他实在不清楚,慕寒生黑成这样有什么脸说旁人丑。

他沉吟片刻,薄唇动了动,说的话,不留半丝情面。

“你对着铜镜瞧上一瞧,大抵就知道了。”

慕寒生:???

顾淮之懒得和他废话。

当下取过宣纸。

取过狼毫,在盛着墨汁的端砚上轻沾些许,行云流水,落笔入云烟。

却不是他平素的字迹。

写下几句话。

而后闭了闭眼。去想池兴勋的样貌。

良久,继续落笔。

很快,宣纸上出现的画像。

他画的很是随意,然寥寥数笔,画像成型。

慕寒生走过去,念着字。

“立如芝兰玉树,笑如朗月入怀。
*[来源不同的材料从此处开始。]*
Issue #8513, opened 2020-10-09
[Planning] New Dashboard Implementation Project (Outreachy)


cesswairimu:
This is an edit update made by @RuthNjeri: 

>  Hi👋🏾  , I'll be working on the new dashboard design implementation. Components from the /tags page will be 
> reused for the new design. Feel free to share any feedback, comments, or concerns. The text below is highly based on my Outreachy proposal with some updates. 

# Break Down 

## All Posts Page

- [X] Optimize the notes page that will display 'All posts' https://github.com/publiclab/plots2/issues/8828
- [X] Write functional and unit tests for the notes page https://github.com/publiclab/plots2/issues/8828
- [x] Implement the design for the 'All Posts' page (/notes)..refer to these [notes](https://github.com/publiclab/plots2/pull/8800#issuecomment-740052184). https://github.com/publiclab/plots2/issues/8829
- [x] Implement/Ensure mobile responsiveness in the 'All Posts' page https://github.com/publiclab/plots2/issues/8830
- [X] Implement/Ensure mobile responsiveness in the Research notes section https://github.com/publiclab/plots2/issues/8830

_These will be addressed individually during each page redesign_
- [X] Implement/Ensure mobile responsiveness in the Questions section https://github.com/publiclab/plots2/issues/8830
- [X] Implement/Ensure mobile responsiveness in the Wiki pages section https://github.com/publiclab/plots2/issues/8830
- [X] Implement/Ensure mobile responsiveness in the  Comment section https://github.com/publiclab/plots2/issues/8830

## Dashboard Page
- [x] Create the new 'Dashboard' URL `/dashboard2` https://github.com/publiclab/plots2/issues/8831
- [x] Implement the new Dashboard design..refer to these [notes](https://publiclab.org/notes/ruthnwaiganjo/10-26-2020/outreachy-winter-proposal-new-dashboard-implementation-project#c27525) https://github.com/publiclab/plots2/issues/8832
- [x] Ensure that the dashboard page is mobile responsive by also collapsing the `Follow more topics` sidebar https://github.com/publiclab/plots2/issues/8833
- [x] Display the Blog topic pinned at the top of the dashboard topics list https://github.com/publiclab/plots2/issues/8834
- [x] Ensure that the Blog topic card does not have an X to dismiss it https://github.com/publiclab/plots2/issues/8834
- [x] Allow user to subscribe to blog updates via the blog topic card by email https://github.com/publiclab/plots2/issues/8835
[...]

PR #8886, opened 2020-12-22
[Outreachy] Dashboard Redesign URL

### LINKED ISSUE #8831: Create Another Dashboard URL
This issue is part of #8513

It will fix:

- [ ] Create the new 'Dashboard' URL `/dashboard2`

RuthNjeri:
Fixes #8831 

I haven't fully completed the queries needed for the new dashboard page.

I would love some clarification.. Please have a look at the Dashboard screenshot on #8513 to get an idea on some of the questions I have raised within the comments. 

* [X] tests pass -- look for a green checkbox ✔️ a few minutes after opening your PR -- or run tests locally with `rake test`
* [X] code is in uniquely-named feature branch and has no merge conflicts 📁

### DIFF
--- a/app/controllers/home_controller.rb
+++ b/app/controllers/home_controller.rb
@@ -47,7 +47,7 @@ class HomeController < ApplicationController
     end
   end
 
-  def dashboard2
+  def dashboard_v2
     # The new dashboard displays the blog and topics list
     if current_user
       @blog = Tag.find_nodes_by_type('blog', 'note', 1).first
@@ -64,7 +64,7 @@ class HomeController < ApplicationController
           # Posts within the topic (Tag.find_research_notes(subscribed_tags[index].tag.name))
             # Each topic card displayes at least 3 posts, would that be the most recent?
 
-      render template: 'dashboard/dashboard2'
+      render template: 'dashboard/dashboard_v2'
     else
       redirect_to '/research'
     end
--- a/app/controllers/home_controller.rb
+++ b/app/controllers/home_controller.rb
@@ -50,7 +50,7 @@ class HomeController < ApplicationController
   def dashboard_v2
     # The new dashboard displays the blog and topics list
     if current_user
-      @blog = Tag.find_nodes_by_type('blog', 'note', 1).first
+      @blog = Tag.find_nodes_by_type('blog', 'note', 1).limit(1).first
       @tags = current_user.subscriptions(:tag).includes(:tag)
       render template: 'dashboard/dashboard_v2'
     else
--- a/app/controllers/home_controller.rb
+++ b/app/controllers/home_controller.rb
@@ -51,19 +51,7 @@ class HomeController < ApplicationController
     # The new dashboard displays the blog and topics list
     if current_user
       @blog = Tag.find_nodes_by_type('blog', 'note', 1).first
-      # Topics a user has subscribed to
-      subscibed_tags = TagSelection.includes(:tag)
-                                    .where(following: true, user_id: current_user.id)
-
-      # Also Needed on the view:
-        # Number of people discussing the tag/topic: Not sure how to get this,
-          # is this the number of people commenting on posts?
-        # Total number of posts (post type: "notes" or wikis)
-          # Assuming that the node type to be displayed is type: "note"
-            # Tag.tagged_node_count(subscribed_tags[index].tag.name)
-          # Posts within the topic (Tag.find_research_notes(subscribed_tags[index].tag.name))
-            # Each topic card displayes at least 3 posts, would that be the most recent?
-
+      @tags = current_user.subscriptions(:tag).includes(:tag)
       render template: 'dashboard/dashboard_v2'
     else
       redirect_to '/research'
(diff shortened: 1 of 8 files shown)


app/controllers/home_controller.rb
```diff
@@ -47,6 +47,29 @@ def dashboard
     end
   end
 
+  def dashboard2
+    # The new dashboard displays the blog and topics list
+    if current_user
+      @blog = Tag.find_nodes_by_type('blog', 'note', 1).first
+      # Topics a user has subscribed to
+      subscibed_tags = TagSelection.includes(:tag)
```
jywarren, line 55: This is looking like a great start, and i like that you're starting with just one query. I bet there are other pages we can look at to find fast standard ways to get this info, too! Here, I think we could use `user.subscriptions` -- 

https://github.com/publiclab/plots2/blob/6505f539cabcb9aa4eb9fc5c00af6cf9584351a2/app/models/user.rb#L191-L196

Then, i search for where this is used in code, to see examples:

https://github.com/publiclab/plots2/search?q=user.subscriptions - and indeed we see a nice example, which also includes the `tag` table, so we get the whole record we need. (`tag_selection` is just a join table, i think!)

```ruby
    <% current_user.subscriptions(:tag).includes(:tag).each do |subscription| %>
```

Actually i wish we had a unit test, as that's usually a great guide. So I'll check there too - aww, looks like https://github.com/publiclab/plots2/blob/main/test/unit/user_test.rb has no example for `user.subscriptions` -- that's too bad! Maybe we make a to-do for ourselves to add a simple unit test there.

As to many of the queries below, the template we'll be using actually does a lot of that work -- it expects a `@tags` variable and will build the whole listing from that:

https://github.com/publiclab/plots2/blob/main/app/views/tag/_topicCard.html.erb

So, if we do this, we might get very close!

```suggestion
      @tags = current_user.subscriptions(:tag).includes(:tag)
```

What do you think?

app/controllers/home_controller.rb
```diff
@@ -47,6 +47,29 @@ def dashboard
     end
   end
 
+  def dashboard2
```
Sagarpreet, line 50: Can we have better name `dashboard2 `?

config/routes.rb
```diff
@@ -227,6 +227,7 @@
   get 'feed/liked' => 'notes#liked_rss'
 
   get 'dashboard' => 'home#dashboard'
+  get 'dashboard2' => 'home#dashboard2'
```
Sagarpreet, line 230: `v2/dashboard` ?
USing v2 we can document also what was missing in v1 maybe, what do you think?

RuthNjeri: Yes, this makes sense! I can use v2

app/controllers/home_controller.rb
RuthNjeri: Yeah, I can use v2 which sounds much better...

app/controllers/home_controller.rb
RuthNjeri: This totally makes sense, thanks @jywarren, I'll do some further research and update the PR..

RuthNjeri: Hi, @jywarren I've added the subscriptions test as well as the query.

app/controllers/home_controller.rb
```diff
@@ -47,6 +47,17 @@ def dashboard
     end
   end
 
+  def dashboard_v2
+    # The new dashboard displays the blog and topics list
+    if current_user
+      @blog = Tag.find_nodes_by_type('blog', 'note', 1).first
```
jywarren, line 53: Here we could add .limit(1) to optimize the query a bit.
```suggestion
      @blog = Tag.find_nodes_by_type('blog', 'note', 1).limit(1).first
```

jywarren (changes requested):
This looks great! Are you interested in adding the partial template to display your list of topics in this pr or are you planning that for a follow-up? Awesome, Ruth!

app/controllers/home_controller.rb
RuthNjeri: Alright 👌🏾

RuthNjeri:
> This looks great! Are you interested in adding the partial template to display your list of topics in this pr or are you planning that for a follow-up? Awesome, Ruth!

Thanks 😄 , I was thinking of doing that with the design task in a follow-up PR...

app/controllers/home_controller.rb
RuthNjeri: Done!

RuthNjeri:
@jywarren I'm curious, in the new next PR, should I create a new topics card partial or should I reuse the one within the tag views?

RuthNjeri:
> @jywarren I'm curious, in the new next PR, should I create a new topics card partial or should I reuse the one within the tag views?

oh, I'll recreate another one, I have just noticed slight differences...

jywarren:
I wonder though if you may want to use conditionals to re-use the existing one to preserve consistency? But I trust your judgement!

OK, this should be ready to merge then!

jywarren:
Let's check it out on stable.publiclab.org once it publishes! Great work!!!! 🎉 🎉 🎉 🎉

”

???

他一头雾水。

又去看画像里的人,蹙眉:“这是哪家公子?”

顾淮之停笔,对着画像里的男子,淡淡道:“池兴勋。”

慕寒生:???

“池兴勋虽蠢,但样貌的确不错,可你也忒夸张了些,七分样貌你愣是画成了十分。”

若顾淮之不说,他还要去想,临安何是多了个如此美少年。

待墨迹干了,顾淮之这才折好。

“番国使臣来此,无非是继续提联姻一时。”

番国的人长相粗犷。

番国与天朝不同,倒不讲究男尊女卑,前几代帝王里头更是出过女帝。

顾淮之不咸不淡道:“番国公主就喜欢这般的白面书生。想法子送到使臣手里。”

慕寒生原先以为,要搞周媛周焕已然是大手笔狠招了,没想到顾淮之还有送池兴勋去联姻的心思。

男人送去联姻啊。

他努力消耗着。

而后,随意问了句:“使臣来此,定然会请各大官员及家眷参加宫宴,为之接风洗尘,你可要叫上阮妹妹。”

顾淮之淡淡道:“不。”

“为何不叫,权当凑个热闹。”

慕寒生皱眉:“不说我的事,前几年狗皇帝想把周媛指给你闹的全城皆知,周媛也对你少女怀过春,若不然,也不会在易霖铺子里试图给阮姑娘难堪。”

“先前嚷着要嫁你的董姑娘虽成了亲,但也会在场。”

顾淮之拧眉,冷声打断:“你到底想说什么?”

“阮姑娘再温顺,可女子哪个不善妒,你也不怕不带着她,日后有人提些风言风语,她醋坛子翻了。”

顾淮之对这一点还是很自信的。

他鄙视着慕寒生。

“阮蓁怎么可能会为了不相干的同我闹脾气?”

“她有多么心悦我,你孤寡之人自然不懂。”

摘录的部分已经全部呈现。